Even the most apparently obvious of axioms, such as “good education leads to a strong economy” need clarification. What if one has a good education, but one’s “job” is replaced with AI running automation? So we need to do a  LOT of thinking about what sort of education makes for what sort of economy, now, and in the future.

Education is, to restate a really important fact, a huge part of the US economy, and we spend a great deal of funding on it. But do we spend it the right way? Do we spend it equitably for all students whether they live in poor or wealthy neighborhoods? Are teachers paid enough, and do we have enough of them working in our schools, and are the teacher’s themselves trained appropriately, and managed by administrations in the best way possible?

And perhaps most importantly of all, is education even on the right track in the US given the advances in mobile and learning technology already present, and coming soon?

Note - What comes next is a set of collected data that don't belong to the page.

PR #1899, opened 2019-02-25
[AMP Stories] Background media for story pages

swissspidy:
To do:

* [x] Add possibility to select custom poster image for videos.  
  WordPress doesn't really create poster images for videos automatically.
  For reference, in the Gutenberg video block they added a separate `<MediaUpload>` component just for this.  
  
  Thinking further, we might want to auto-generate a poster image, but this might turn out to be a bit more complex. Plus, the poster image is not required anyway.
* [x] Use poster image for the preview in the editor instead of an actual running `<video>`
* [ ] ~Improve/fix editor styling~
  **Edit:** Editor layout will be changed drastically anyway, so no need to worry about the styling of the page block for this.
* [ ] ~Actually crop background images appropriately.~
  **Edit:** As per discussion on #1879, cropping will be tackled in a separate issue.
* [ ] ~Consider using server-side rendering instead of `save()`ing the page block's HTML.~
  This way we avoid having to deal with deprecations every time the markup changes.  
  Needs some testing to see if this works when using `InnerBlocks`.
  
  **Edit:** Something that can be discussed in a separate issue.

See #1879.

### DIFF
--- a/assets/css/amp-editor-story-blocks.css
+++ b/assets/css/amp-editor-story-blocks.css
@@ -16,6 +16,7 @@
 		6.1 Ghosted page inserter
 	7. Block navigator
 	8. Block mover
+	9. General block editor components
 	100. Shame
 		100.1 Gutenberg - Warning div not clickable
 
@@ -436,6 +437,18 @@ div[data-type="amp/amp-story-page"] .editor-inner-blocks .editor-block-list__lay
 
 .post-type-amp_story .is-selected .editor-block-mover.is-visible {
 	opacity: 1;
+}
+
+/*
+ * 9. General block editor components
+ */
+
+.editor-amp-story-page-background {
+	display: block;
+}
+
+.editor-amp-story-page-background + .is-destructive {
+	margin-top: 1em;
 }
 
 /*
--- a/assets/css/amp-editor-story-blocks.css
+++ b/assets/css/amp-editor-story-blocks.css
@@ -451,6 +451,20 @@ div[data-type="amp/amp-story-page"] .editor-inner-blocks .editor-block-list__lay
 	margin-top: 1em;
 }
 
+.editor-amp-story-page-wrap {
+	position: relative;
+}
+
+.editor-amp-story-page-video {
+	position: absolute;
+	top: 0;
+	left: 0;
+	right: 0;
+	bottom: 0;
+	min-width: 100%;
+	min-height: 100%;
+}
+
 /*
  * 100. Shame
  */
--- a/assets/css/amp-editor-story-blocks.css
+++ b/assets/css/amp-editor-story-blocks.css
@@ -453,6 +453,7 @@ div[data-type="amp/amp-story-page"] .editor-inner-blocks .editor-block-list__lay
 
 .editor-amp-story-page-wrap {
 	position: relative;
+	overflow: hidden;
 }
 
 .editor-amp-story-page-video {
@@ -463,6 +464,8 @@ div[data-type="amp/amp-story-page"] .editor-inner-blocks .editor-block-list__lay
 	bottom: 0;
 	min-width: 100%;
 	min-height: 100%;
+	object-fit: cover;
+	pointer-events: none;
 }
 
 /*
--- a/assets/css/amp-editor-story-blocks.css
+++ b/assets/css/amp-editor-story-blocks.css
@@ -468,6 +468,10 @@ div[data-type="amp/amp-story-page"] .editor-inner-blocks .editor-block-list__lay
 	pointer-events: none;
 }
 
+#editor-amp-story-page-poster__help {
+	margin-top: 0;
+}
+
 /*
  * 100. Shame
  */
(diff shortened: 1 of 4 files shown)


swissspidy:
**Initial state:**

screenshot 2019-02-28 at 11 27 43

**Image added:**

screenshot 2019-02-28 at 11 27 57

**Video added:**

screenshot 2019-02-28 at 11 28 23

Note: video currently does not autoplay or fill the whole container. Not sure how easy it is to do that with the `<video>` element.

**Video added, with poster image:**

screenshot 2019-02-28 at 11 28 37

assets/css/amp-editor-story-blocks.css
```diff
@@ -438,6 +439,32 @@ div[data-type="amp/amp-story-page"] .editor-inner-blocks .editor-block-list__lay
...
+.editor-amp-story-page-video {
+	position: absolute;
+	top: 0;
+	left: 0;
+	right: 0;
+	bottom: 0;
+	min-width: 100%;
+	min-height: 100%;
+}
+
```
miina: It should be possible to make the video fill the content, maybe with assigning `object-fit:cover` to the `video` element and then `overflow:hidden` to the relevant parent. I think something similar was previously done (not by me) for the `AMP Background Video Layer` so it showed nicely.

assets/src/blocks/amp-story/constants.js
```diff
@@ -0,0 +1,5 @@
+
+export const IMAGE_BACKGROUND_TYPE = 'image';
+export const VIDEO_BACKGROUND_TYPE = 'video';
+export const ALLOWED_MEDIA_TYPES = [ 'image', 'video' ];
+export const POSTER_ALLOWED_MEDIA_TYPES = [ 'image' ];
```
miina: For some reason these don't seem to work for me, for example I'm still able to upload `.pdf` files, etc. Do they work as expected for you?

assets/src/blocks/amp-story/edit.js
```diff
@@ -74,33 +78,175 @@ export default class EditPage extends Component {
...
+												{ mediaUrl ? __( 'Edit Media', 'amp' ) : __( 'Upload Media', 'amp' ) }
+											</Button>
+										) }
+									/>
+								</MediaUploadCheck>
+								{ !! mediaId &&
+								<MediaUploadCheck>
+									<Button onClick={ () => setAttributes( { mediaUrl: undefined, mediaId: undefined, mediaType: undefined } ) } isLink isDestructive>
+										{ VIDEO_BACKGROUND_TYPE === mediaType ? __( 'Remove video', 'amp' ) : __( 'Remove image', 'amp' ) }
+									</Button>
```
miina: Maybe it would be good to add a suggested image / video ratio based on the [best practices](https://www.ampproject.org/docs/fundamentals/amp_story_best_practices#specify-a-poster-attribute) so that the user would have an idea which ratio to aim for the best experience. Thoughts?

assets/src/blocks/amp-story/edit.js
```diff
@@ -74,33 +78,175 @@ export default class EditPage extends Component {
...
+								<MediaUploadCheck>
+									<BaseControl
+										label={ __( 'Poster Image', 'amp' ) }
+									>
+										<MediaUpload
+											title={ __( 'Select Poster Image', 'amp' ) }
+											onSelect={ ( image ) => setAttributes( { poster: image.url } ) }
+											allowedTypes={ POSTER_ALLOWED_MEDIA_TYPES }
+											render={ ( { open } ) => (
+												<Button
```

Is our present educational bureaucracy capable of leading change, or is it by definition that which is in the way of change and has kept the status quo in place over decades of reform attempts going back 50 years at least?

Here’s a take on the value of state of funding for education in NM, which is a very complex topic by itself;  currently a case is before a judge as to what form and amount of funding per student is constitutional in NM.

[gview file=”https://publicservicesalliance.org/wp-content/uploads/2018/01/Investing-in-ed-success-2-1.pdf”]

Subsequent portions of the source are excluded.